My Dearest Catharine,

                   I have entrusted this letter to agents

                   of Lady Stanley in hopes you receive it.

                   When I think of you, I remember the little

                   girl I kissed goodbye on that rainy night

                   in May.  I yearn for the day when we will

                   meet again without fear.  Perhaps one day,

                   God willing, we will be united.

                   May God protect you.

 

    The letter bore her father’s signature.  “Bless you,”  Catharine whispered.  Lady Stanley blurred in her vision.

    “Catharine,”  Lady Stanley probed, “you were born and bred Lancaster.  What are your feeling now you’re married to a great York Lord?”

    The vague discomfit Catharine had been feeling surfaced.  The strange secretive atmosphere, the furtive glances of the servants, and too hasty retreat of Harry Barrister collected in her mind, making her uneasy.  Something was wrong here.  But this too faded, leaving only a fleeting awareness of the danger in Lady Stanley’s words.

    “I remember when the soldiers and their captain ordered us from our manor,”  Catharine replied.  “Their hard faces.
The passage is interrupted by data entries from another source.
PR #122, opened 2021-06-26
fixing "discount running thread "

liususan091219:


setup.py
```diff
@@ -55,7 +55,8 @@
             "wandb==0.10.26",
             "torch==1.8.1",
             "datasets==1.4.1",
-            "azure-storage-blob"
+            "azure-storage-blob",
+            "tensorflow"
```
sonichi, line 59: why is tensorflow required?

sonichi (approved):
Let's figure out whether tf is indeed necessary in the next PR.

PR #123, opened 2021-06-26
unordered categorical

sonichi:
rounding bug


flaml/searcher/flow2.py
```diff
@@ -190,7 +190,8 @@ def _init_search(self):
         # record intermediate trial cost
         self._trial_cost = {}
         self._same = False  # whether the proposedd config is the same as best_config
-        self._init_phrase = True  # initial phase to increase initial stepsize
+        self._init_phase = True  # initial phase to increase initial stepsize
+        self._trunc = 0
```
qingyun-wu, line 194: Set it as None?
```suggestion
        self._trunc = None
```

flaml/searcher/flow2.py
```diff
@@ -494,8 +501,10 @@ def on_trial_result(self, trial_id: str, result: Dict):
             # record the cost in case it is pruned and cost info is lost
             self._trial_cost[trial_id] = cost
 
-    def rand_vector_unit_sphere(self, dim) -> np.ndarray:
+    def rand_vector_unit_sphere(self, dim, trunc=1) -> np.ndarray:
         vec = self._random.normal(0, 1, dim)
+        if 0 < trunc < dim:
```
qingyun-wu, line 506:
```suggestion
        if trunc:
```

flaml/searcher/flow2.py
```diff
@@ -494,8 +501,10 @@ def on_trial_result(self, trial_id: str, result: Dict):
...
+            vec[np.abs(vec).argsort()[:dim - trunc]] = 0
```
qingyun-wu, line 507:
```suggestion
            vec[np.abs(vec).argsort()[:max(dim - trunc, 0)]] = 0
```

flaml/searcher/flow2.py
```diff
@@ -555,25 +565,46 @@ def suggest(self, trial_id: str) -> Optional[Dict]:
...
+            # random
+            for i, key in enumerate(self._tunable_keys):
+                if self._direction_tried[i] != 0:
+                    for _, generated in generate_variants({'config': {
+                        key: self.space[key]
+                    }}):
+                        if generated['config'][key] != best_config[key]:
+                            config[key] = generated['config'][key]
+                            return unflatten_dict(config)
+                        break
```
qingyun-wu, line 599: why adding break here?

flaml/searcher/flow2.py
```diff
@@ -555,25 +565,46 @@ def suggest(self, trial_id: str) -> Optional[Dict]:
...
+        else:
+            # check if config == best_config
```
qingyun-wu, line 601: What is this for?

flaml/searcher/flow2.py
```diff
@@ -494,8 +501,10 @@ def on_trial_result(self, trial_id: str, result: Dict):
             # record the cost in case it is pruned and cost info is lost
             self._trial_cost[trial_id] = cost
 
-    def rand_vector_unit_sphere(self, dim) -> np.ndarray:
+    def rand_vector_unit_sphere(self, dim, trunc=1) -> np.ndarray:
```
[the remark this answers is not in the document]
sonichi: I'll use 0

flaml/searcher/flow2.py
sonichi: I added comments about self._trunc

flaml/searcher/flow2.py
sonichi: same as before

flaml/searcher/flow2.py
sonichi: If the rounded config is equal to the best config, then the incumbent would not be moved. By moving the incumbent, we increase the chance to escape that local point.

sonichi:
close #125 #126

qingyun-wu (approved):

The white rose of York, and when they looted the place.  None of us mattered anymore.”   Anger from twelve year old memories brought stinging tears to her eyes.

    “We can change that, Catharine.”

    She laughed, hurt in her voice.  “I’m sorry, my lady, but no one can change what happened.  We had our manors, and now the King has given the Barony of Westmoreland to my husband.  Peter calls it a hot bed of rebellion.”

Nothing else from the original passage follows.